Your goal:
The reply to the records below should contain exactly the lines from the line with "tdeekens: Yes, I" through the line with "still be required.", and nothing besides.

Exercise input:

PR #1322, opened 2020-02-10
refactor(app-shell): sdk and apollo to fallback to build `mcApiUrl` from origin

tdeekens:
#### Summary

This pull request suggests to change building the `mcApiUrl` from the window's origin if no `mcApiUrl` is defined and the app runs behind the proxy.

#### Description

Eventually the MC needs to be able to run on multiple hostnames (at least for some time). In GCP EU that means `https://mc-api.europe-west1.gcp.commercetools.com` and `https://mc-api.commercetools.com`.

This brings some challengens. Mainly around the cookie (yes cookie based auth ain't the best). 

```txt
Given you login on `mc.commercetools.com`
And your our app talks to `https://mc-api.europe-west1.gcp.commercetools.com` will log you out again
```

```txt
Given you login on `mc.europe-west1.gcp.commercetools.com`
And your our app talks to `https://mc-api.commercetools.com` will log you out again
```

This is rooted in the fact that the cookie is not valid for the different mc api domain and hence will not be sent. The MC API itself then logs out the user.

This is however unintended. As we don't want to configure two MC API urls on the env and switch between them I propose to

- Build the `mcApiUrl` from the `window.origin` only _and only if_ the app is `servedByProxy` and no `mcApiUrl` is defined

This allows us to

1. Keep Custom Applications be able to specify an `mcApiUrl` which is entirely different from what the "window runs on"
2. Keep us interally be able to overwrite the `mcApiUrl` and be backwards compatible as no change happens if the `mcApiUrl` is not removed

### DIFF
--- a/packages/application-shell/src/index.ts
+++ b/packages/application-shell/src/index.ts
@@ -8,7 +8,7 @@ export { applyDefaultMiddlewares } from './configure-store';
 export { default as InjectReducers } from './components/inject-reducers';
 export { default as RouteCatchAll } from './components/route-catch-all';
 export { default as setupGlobalErrorListener } from './utils/setup-global-error-listener';
-export { selectUserId, selectProjectKeyFromUrl, getMcApiUrl } from './utils';
+export { selectUserId, selectProjectKeyFromUrl } from './utils';
 export { GtmContext } from './components/gtm-booter';
 export { default as GtmUserLogoutTracker } from './components/gtm-user-logout-tracker';
 export { default as SetupFlopFlipProvider } from './components/setup-flop-flip-provider';
--- a/packages/application-shell/src/index.ts
+++ b/packages/application-shell/src/index.ts
@@ -8,7 +8,7 @@ export { applyDefaultMiddlewares } from './configure-store';
 export { default as InjectReducers } from './components/inject-reducers';
 export { default as RouteCatchAll } from './components/route-catch-all';
 export { default as setupGlobalErrorListener } from './utils/setup-global-error-listener';
-export { selectUserId, selectProjectKeyFromUrl } from './utils';
+export { selectUserId, selectProjectKeyFromUrl, getMcApiUrl } from './utils';
 export { GtmContext } from './components/gtm-booter';
 export { default as GtmUserLogoutTracker } from './components/gtm-user-logout-tracker';
 export { default as SetupFlopFlipProvider } from './components/setup-flop-flip-provider';
--- a/packages/application-shell/src/utils/get-mc-api-url/get-mc-api-url.ts
+++ b/packages/application-shell/src/utils/get-mc-api-url/get-mc-api-url.ts
@@ -10,7 +10,7 @@ const getMcApiUrlFromOrigin = () => {
 };
 
 export default function getMcApiUrl(appEnv = window.app) {
-  const isServedByProxy = appEnv.servedByProxy;
+  const isServedByProxy = JSON.parse(appEnv.servedByProxy);
   const mcApiUrl = appEnv.mcApiUrl;
 
   if (isServedByProxy && !mcApiUrl) return getMcApiUrlFromOrigin();
--- a/packages/application-shell/src/utils/get-mc-api-url/get-mc-api-url.ts
+++ b/packages/application-shell/src/utils/get-mc-api-url/get-mc-api-url.ts
@@ -3,5 +3,10 @@ import { ApplicationWindow } from '@commercetools-frontend/constants';
 declare let window: ApplicationWindow;
 
 export default function getMcApiUrl(appEnv = window.app) {
+  const isServedByProxy = appEnv.servedByProxy;
+  const mcApiUrl = appEnv.mcApiUrl;
+
+  if (isServedByProxy && !mcApiUrl) return window.origin;
+
   return appEnv.mcApiUrl;
 }
--- a/packages/application-shell/src/utils/get-mc-api-url/get-mc-api-url.ts
+++ b/packages/application-shell/src/utils/get-mc-api-url/get-mc-api-url.ts
@@ -2,6 +2,6 @@ import { ApplicationWindow } from '@commercetools-frontend/constants';
 
 declare let window: ApplicationWindow;
 
-export default function getMcApiUrl() {
-  return window.app.mcApiUrl;
+export default function getMcApiUrl(appEnv = window.app) {
+  return appEnv.mcApiUrl;
 }
--- a/packages/application-shell/src/utils/get-mc-api-url/get-mc-api-url.ts
+++ b/packages/application-shell/src/utils/get-mc-api-url/get-mc-api-url.ts
@@ -1,6 +1,6 @@
 export interface ApplicationWindow extends Window {
   app: {
-    servedByProxy?: string;
+    servedByProxy: string | boolean;
     mcApiUrl: string;
   };
 }
@@ -24,7 +24,7 @@ declare let window: ApplicationWindow;
  *    2. MC: mc.europe-west1.gcp.commercetools.com with API: mc-api..commercetools.com
  *       -> Will not work as urls differ
  *
- *    Using the origin ensures that urls always match the the cookie is sent. Otherwise,
+ *    Using the origin ensures that urls always match with the cookie sent. Otherwise,
  *    the application shell will rightfully redirect to the logout page.
  */
 const getMcApiUrlFromOrigin = (actualWindow: ApplicationWindow) => {
--- a/packages/application-shell/src/utils/get-mc-api-url/get-mc-api-url.ts
+++ b/packages/application-shell/src/utils/get-mc-api-url/get-mc-api-url.ts
@@ -1,0 +1,7 @@
+import { ApplicationWindow } from '@commercetools-frontend/constants';
+
+declare let window: ApplicationWindow;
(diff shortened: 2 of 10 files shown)


packages/application-shell/src/index.ts
```diff
@@ -8,7 +8,7 @@ export { applyDefaultMiddlewares } from './configure-store';
 export { default as InjectReducers } from './components/inject-reducers';
 export { default as RouteCatchAll } from './components/route-catch-all';
 export { default as setupGlobalErrorListener } from './utils/setup-global-error-listener';
-export { selectUserId, selectProjectKeyFromUrl } from './utils';
+export { selectUserId, selectProjectKeyFromUrl, getMcApiUrl } from './utils';
```
tdeekens: A bit unfortunate but due to the location of the other helpers consistent.

packages/application-shell/src/utils/get-mc-api-url/get-mc-api-url.ts
```diff
@@ -0,0 +1,19 @@
...
+
+const getMcApiUrlFromOrigin = () => {
+  const url = new URL(window.origin);
+  const mcApiUrlHost = url.host.replace('mc.', 'mc-api.');
+
+  return `${url.protocol}//${mcApiUrlHost}`;
+};
+
+export default function getMcApiUrl(appEnv = window.app) {
+  const isServedByProxy = JSON.parse(appEnv.servedByProxy);
```
tdeekens: I somehow think this is falely typed. The `servedByProxy` is a string on `window.app` on any production app or a boolean when ran locally. It however is typed to always be boolean. /cc @emmenko

emmenko: This is on purpose, as otherwise it gets confusing and we end up with more complexity on the types level.

When we pass the `window.app` to the AppShell, the values get coerced so we end up with a `boolean`. And since we do a type cast anyway when passing the prop to the AppShell, it does not matter much what the original value was.

packages/application-shell/src/utils/get-mc-api-url/get-mc-api-url.ts
```diff
@@ -0,0 +1,19 @@
...
+  const mcApiUrl = appEnv.mcApiUrl;
```
emmenko: Hmm I don't think we need to make this optional. We should just check that the app is running behind the proxy. For custom apps that's not a problem, they also run on the same domain in production.

packages/application-shell/src/utils/get-mc-api-url/get-mc-api-url.ts
```diff
@@ -0,0 +1,19 @@
+import { ApplicationWindow } from '@commercetools-frontend/constants';
+
+declare let window: ApplicationWindow;
+
+const getMcApiUrlFromOrigin = () => {
```
emmenko: We should document a bit why we do this.

packages/sdk/src/middleware/client.ts
```diff
@@ -8,6 +8,7 @@ import { createHttpMiddleware as createSdkHttpMiddleware } from '@commercetools/
 import { createCorrelationIdMiddleware as createSdkCorrelationIdMiddleware } from '@commercetools/sdk-middleware-correlation-id';
 import createHttpUserAgent from '@commercetools/http-user-agent';
 import { ApplicationWindow } from '@commercetools-frontend/constants';
+import { getMcApiUrl } from '@commercetools-frontend/application-shell';
```
emmenko: The sdk shouldn't import from the app-shell.

packages/application-shell/src/utils/get-mc-api-url/get-mc-api-url.ts
tdeekens: Yes, I know that we coerce the values shallowly. However, what remains on the window itself is untouched. What flows down the application context is coerced. The configuration of the SDK and Apollo however do not consume anything from the application context. Hence not the coerced values. As a result the value here remains string or boolean. 

As a result you're saying here we should not use the "type-safe" variables from the window?

Or Am I missing something? I feel we mean the same again just from different angles.

tdeekens:
> I think the mcApiUrl should still be required.

Sorry, such a statement in code review doesn't feel like getting us anywhere apart from ping pong. Can you elaborate why you would suggest it to be required?

My main goal by not requiring is was to allow a graceful migration while the mcApiUrl can still be explicitely defined. I felt that also helps avoiding surprises when specifying it.

packages/application-shell/src/utils/get-mc-api-url/get-mc-api-url.ts
tdeekens: Sure, will do! 👍

packages/application-shell/src/utils/get-mc-api-url/get-mc-api-url.ts
tdeekens: > We should just check that the app is running behind the proxy

...to then what. The intend here is a bit unclear to me. Can you elaborate? You man everything running behind the proxy always gets an MC API url from the origin?

tdeekens:
Alrighto 2c2b554 aims to contain the discussed changes @emmenko 😄. The logic changed to always use the `window.origin` in case we run behind the proxy (this how can never change again 🎊). Also the code had to be duplicated. The "passing-down"-approach will not work as the it's too late to set the host from within the middleware configuration.

packages/application-shell/src/utils/get-mc-api-url/get-mc-api-url.ts
```diff
@@ -0,0 +1,45 @@
+export interface ApplicationWindow extends Window {
+  app: {
+    servedByProxy?: string;
```
emmenko:
```suggestion
    servedByProxy: string | boolean;
```

packages/application-shell/src/utils/get-mc-api-url/get-mc-api-url.ts
```diff
@@ -0,0 +1,45 @@
...
+ *    This is particularily useful with the new and old hostnames for the Merchant Center.
+ *    When using the origin, it will be made sure that the authorization cookie will
+ *    always be sent as the appropriate API url is used.
+ *
+ *    1. MC: mc.commercetools.com with API: mc-api.europe-west1.gcp.commercetools.com
+ *       -> Will not work as urls differ
+ *    2. MC: mc.europe-west1.gcp.commercetools.com with API: mc-api..commercetools.com
+ *       -> Will not work as urls differ
+ *
+ *    Using the origin ensures that urls always match the the cookie is sent. Otherwise,
```
emmenko:
```suggestion
 *    Using the origin ensures that urls always match with the cookie sent. Otherwise,
```

packages/application-shell/src/utils/get-mc-api-url/get-mc-api-url.ts
```diff
@@ -0,0 +1,45 @@
...
+const getMcApiUrlFromOrigin = (actualWindow: ApplicationWindow) => {
+  const url = new URL(actualWindow.origin);
+  const mcApiUrlHost = url.host.replace('mc.', 'mc-api.');
+
+  return `${url.protocol}//${mcApiUrlHost}`;
+};
+
+export default function getMcApiUrl(actualWindow: ApplicationWindow = window) {
+  const isServedByProxy =
+    actualWindow.app.servedByProxy &&
```
emmenko: The `servedByProxy` is required, so we don't need this check

packages/application-shell/src/index.ts
emmenko: We don't need this export anymore

packages/sdk/src/middleware/client.ts
```diff
@@ -8,6 +8,7 @@ import { createHttpMiddleware as createSdkHttpMiddleware } from '@commercetools/
 import { createCorrelationIdMiddleware as createSdkCorrelationIdMiddleware } from '@commercetools/sdk-middleware-correlation-id';
 import createHttpUserAgent from '@commercetools/http-user-agent';
 import { ApplicationWindow } from '@commercetools-frontend/constants';
+import { getMcApiUrl } from '../utils';
```
emmenko: 👌

packages/application-shell/src/utils/get-mc-api-url/get-mc-api-url.ts
tdeekens: Then we can't JSON.parse anymore cause... TS says it wants a string. Whatever, I'll change the check.

emmenko: Well you can do `JSON.parse(String(window.app.servedByProxy))`

tdeekens: Come on! Then I'd rather be explicit. That's just type checker pleasing.

emmenko: The `JSON.parse` is not typed correctly in my opinion.

Anyway, how you changed it now it's better and more explicit. Let's keep that.

tdeekens: I agree. Thanks your honor 😋.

Your response:
tdeekens: Yes, I know that we coerce the values shallowly. However, what remains on the window itself is untouched. What flows down the application context is coerced. The configuration of the SDK and Apollo however do not consume anything from the application context. Hence not the coerced values. As a result the value here remains string or boolean. 

As a result you're saying here we should not use the "type-safe" variables from the window?

Or Am I missing something? I feel we mean the same again just from different angles.

tdeekens:
> I think the mcApiUrl should still be required.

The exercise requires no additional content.